Unsere Erlebnisse

Westray im Kielwasser

Das umfangreiche Tief über dem Nordmeer führt in seinem südlichen Einzugsgebiet zu einer instabilen Wetterlage, die von einem wechselhaften Frontensystem dominiert wird. Unseren Seeschlage an die Nordwestküste Schottlands planen wir anhand des ECMWF und GFS Wettermodelle sowie den Informationen zum Gezeitenstrom aus dem Reeds Almanach.

Route planen
Der Schlüssel liegt im Erkennen des geeigneten Wetterfensters für unsere Überfahrt auf der Nordsee nördlich Schottlands. Bei der vorherrschenden Westlage ist das Vorhaben ambitioniert, aber machbar. Plan B (den wir nicht realisieren wollen, aber gut ist zu haben): Falls die Umstände in der Praxis nicht mehr zumutbar werden sollten, könnten wir mit Scrabster einen geschützten Hafen in Lee anlaufen.

Yacht vorbereiten
Im Hafen wechseln wir das Vorsegel – die Genua III kommt in den Sack, die Genua IV ans Vorstag. Das kleinere Vorsegel hat oberhalb des Kopfes einen Vorlauf und hat so den Wirkungsgrad wie bei einem 7/8-getakeltem Rigg. Der Segeldruckpunkt ist tiefer, was gerade bei Starkwind auf Am-Wind-Kurse zu einer guten Performance führt. Wir sind also für unsere Seeetappe mit den zu erwartenden Wetterfronten gut aufgestellt.

Papasound
Am Nachmittag legen wir um 15:40 UTC+1 nach Hochwasser von Pierowall ab. Der auflandige Starkwind hat nachgelassen und rechts gedreht. Wir lassen uns in die Achterspring (auf Slip) einsacken und steuern aus dem Hafen. Der ablaufende Ebbstrom trägt uns durch den Papasound in nördliche Richtung. Die Barre passieren wir bei zusätzlichen 2 m Wasser (Höhe der Gezeit). Aufgrund des gegenläufigen Einflusses von Wind und Gezeitenstrom entstehen Tidal Rips, die wir unter langsamer Motorfahrt durchsteuern. Dadurch hält sich die Auswirkung der kurzen Wellen auf die Yacht im Rahmen.

Raue Nordsee
Bei W-NW 5 setzen wir aufgrund der zu erwartenden Bedingungen das Großsegel zunächst ins dritte Reff, anschließend rollen wir die Genua IV aus.

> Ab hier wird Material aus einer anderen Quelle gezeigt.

PR #4805, opened 2026-06-09
docs: publish fixed extensions comments

yaacovCR:
:( this could have been rolled into #4802 as the website is now published from 17.x.x


yaacovCR:
> :( this could have been rolled into #4802 as the website is now published from 17.x.x

actually maybe it couldn't because the build script as of now reads from merged 17.x.x tip and not the local checkout.

...

PR #4824, opened 2026-06-16
fix(diagnostics): emit asyncStart after promise settlement to match native `tracePromise`

logaretm:
@yaacovCR This is a minor correction for `traceMixed` that was introduced in #4670 

Once v17 RC was released, I made a round of tests against the observability ecosystem. One thing that I noticed was that OTEL's proposed API for tracing channels in https://github.com/open-telemetry/opentelemetry-js/pull/6387 was mis-parenting async resolvers sometimes.

The reason for this was `asyncStart` was emitted when the promise was first returned, rather than when the promise settled. Emitting it early meant subscribers that temporarily activate context between asyncStart and asyncEnd could leak that context into overlapping sibling operations.

This did not show up in earlier tests because most subscribers only used `start` for context creation and `asyncEnd` for completion. This should not be a breaking change because the terminal `end/asyncEnd` semantics and result/error payloads remain the same. This is an invisible change for most users, and is only correcting a slight mismatch.

We had to manually implement the async lifecycle in `traceMixed` here because we needed to preserve the `sync/async` return paths in resolvers.

I discussed this with @qard and this should be a more faithful implementation to how `tracePromise` works under the hood timing-wise.

### DIFF
--- a/src/diagnostics.ts
+++ b/src/diagnostics.ts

Mit WSW-Kurs segeln wir entlang der Nordküste von Westray und passieren die die Steilküste der Huk von Noup Head. Es geht hinaus auf die offene See der Nordsee, die mit einer gegenläufigen Atlantikdündung aufwartet. Immer wieder taucht die Yacht tief in die Wellen ein, die mehrfach das Deck komplett waschen. In einer Situation wird unsere Swan quasi aus dem Nichts in ein Wellental (5 m Amplitude) geworfen. Die Erschütterungen gehen durch das gesamte Schiff und wir sind froh um die Qualität unserer Yacht. Je weiter wir in das offene Meer hineinsteuern, desto harmonischer wird der Seegang. Wir nutzen weiterhin die ablaufende, nach Westen setzende Tide.

Überlappendes Wachsystem
Wir haben mit dem Ablegen ein überlappendes Wachsystem festgelegt. Die Wachen belaufen sich für jedes Crewmitglied auf 3 Stunden – 1,5 Stunden mit dem ersten und danach in gleicher Länge mit dem zweiten Wachpartner. Bei 5 wachhabenden Seglern kommt somit 4,5 Stunden Freiwache zustande. Mit zuverlässiger Seemannschaft und aufmerksamen Steuerleistungen segeln wir in die dämmrige, in verschiedenen Grautönen dunkler Regenwolken variierende Sommernacht der nördlichen Nordsee.